A sunk-cost fallacy can occur where a person makes a decision about a current situation based on what they have previously invested in that situation. This fallacy and the noise of the startup ecosystem can cloud a rational mindset. Most will anchor on some data point encouraging them to keep pushing forward until someone, anyone, will fund them. Usually, they hope they can work it out post funding. But receiving a “no” from an outside investor can be a valuable insight for a founder — if they think like an investor.
A founder doesn’t realize it, but they are investors themselves. And their investment thesis is their startup. An outside investor invests some time and capital. A founder invests capital, salaries foregone and career capital. The career capital can be substantial as they set aside up to two years to test an investment thesis.
As an investor, the rational approach for a founder should be to seek the best information to determine whether to proceed. But a founder will suffer from information asymmetry.
In contract theory, information asymmetry deals with transactions where one party has more or better information than the other. This creates an imbalance which can cause a kind of market failure or inefficiency in the system. Some say, the venture industry has a history of poor returns due to this information asymmetry.
In simple terms, though, a founder doesn’t get access to what an investor is assessing in the market. Professional investors see the underlying workings of upwards of 250 startups a quarter. This gives them valuable insights on KPIs, team capabilities and competitive position, for example, across the opportunity set. Professional investors have access to the information required to determine whether an anomaly really exists. That’s an unfair advantage. A professional investor passing on an opportunity is not a roadblock but a risk filter for a founder.

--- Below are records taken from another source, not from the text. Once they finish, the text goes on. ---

PR #3796, opened 2024-04-19
possibility to disable dimming of small windows

Laserlicht:
Setting to disable dimming of small windows.

As requested per @dydzio0614

### DIFF
--- a/client/adventureMap/AdventureMapInterface.cpp
+++ b/client/adventureMap/AdventureMapInterface.cpp
@@ -171,10 +171,10 @@ void AdventureMapInterface::show(Canvas & to)
 
 void AdventureMapInterface::dim(Canvas & to)
 {
-	auto const isBigWindow = [&](std::shared_ptr<IShowActivatable> window) { return std::dynamic_pointer_cast<CIntObject>(window)->pos.w >= 800 && std::dynamic_pointer_cast<CIntObject>(window)->pos.w >= 600; }; // OH3 fullscreen
+	auto const isBigWindow = [&](std::shared_ptr<CIntObject> window) { return std::dynamic_pointer_cast<CIntObject>(window)->pos.w >= 800 && std::dynamic_pointer_cast<CIntObject>(window)->pos.w >= 600; }; // OH3 fullscreen
 
 	if(settings["adventure"]["hideBackground"].Bool())
-		for (auto window : GH.windows().findWindows<IShowActivatable>())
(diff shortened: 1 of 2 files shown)


client/adventureMap/AdventureMapInterface.cpp
```diff
@@ -171,18 +171,20 @@ void AdventureMapInterface::show(Canvas & to)
 
 void AdventureMapInterface::dim(Canvas & to)
 {
+	auto const isBigWindow = [&](std::shared_ptr<IShowActivatable> window) { return std::dynamic_pointer_cast<CIntObject>(window)->pos.w >= 800 && std::dynamic_pointer_cast<CIntObject>(window)->pos.w >= 600; }; // OH3 fullscreen
+
 	if(settings["adventure"]["hideBackground"].Bool())
 		for (auto window : GH.windows().findWindows<IShowActivatable>())
 		{
-			if(!std::dynamic_pointer_cast<AdventureMapInterface>(window) && std::dynamic_pointer_cast<CIntObject>(window) && std::dynamic_pointer_cast<CIntObject>(window)->pos.w >= 800 && std::dynamic_pointer_cast<CIntObject>(window)->pos.w >= 600)
+			if(!std::dynamic_pointer_cast<AdventureMapInterface>(window) && std::dynamic_pointer_cast<CIntObject>(window) && isBigWindow(window))
```
IvanSavenko, line 179: Use CIntObject everywhere and drop those casts from IShowActivatable.
We should not have any IShowActivatable that is not CIntObject

client/adventureMap/AdventureMapInterface.cpp
```diff
@@ -171,18 +171,20 @@ void AdventureMapInterface::show(Canvas & to)
 
 void AdventureMapInterface::dim(Canvas & to)
 {
+	auto const isBigWindow = [&](std::shared_ptr<CIntObject> window) { return std::dynamic_pointer_cast<CIntObject>(window)->pos.w >= 800 && std::dynamic_pointer_cast<CIntObject>(window)->pos.w >= 600; }; // OH3 fullscreen
```
IvanSavenko, line 174: Redundant cast.
And you have typo - check for `pos.w` in both cases
```suggestion
	auto const isBigWindow = [&](std::shared_ptr<CIntObject> window) { return window->pos.w >= 800 && window->pos.h >= 600; }; // OH3 fullscreen
```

The caveat here is that the wisdom of the no (or the yes) is in the beholder of the investor. A professional investor is spending the majority of their time assessing opportunities. An angel investor may not be. They may only see those opportunities that surface in their network which can be much smaller. The risk is that an angel is not a qualified no or more worryingly not a qualified yes. A founder should want a yes from the investor who’s assessed 250 startups in the last quarter versus the investor who’s assessed maybe 20.
The problem with the current funding environment is we’re seeing not only the anomalies being funded but a good portion of the mean cases, as well.
There is an adage that founders have to struggle receiving no after no after no from investors before getting to yes and success. But the right investor saying no can be a good thing. And getting a yes from the wrong investor can be risky as a founder could be investing more of their career in a startup that has a lower deemed probability of success. A founder can measure their risk by counting the qualified no’s.
To think like an investor, a founder should view it akin to a chess match. Stand up from the board and have a more experienced player review the position. If they say no then the right answer may be for a founder to sit back down and topple their king.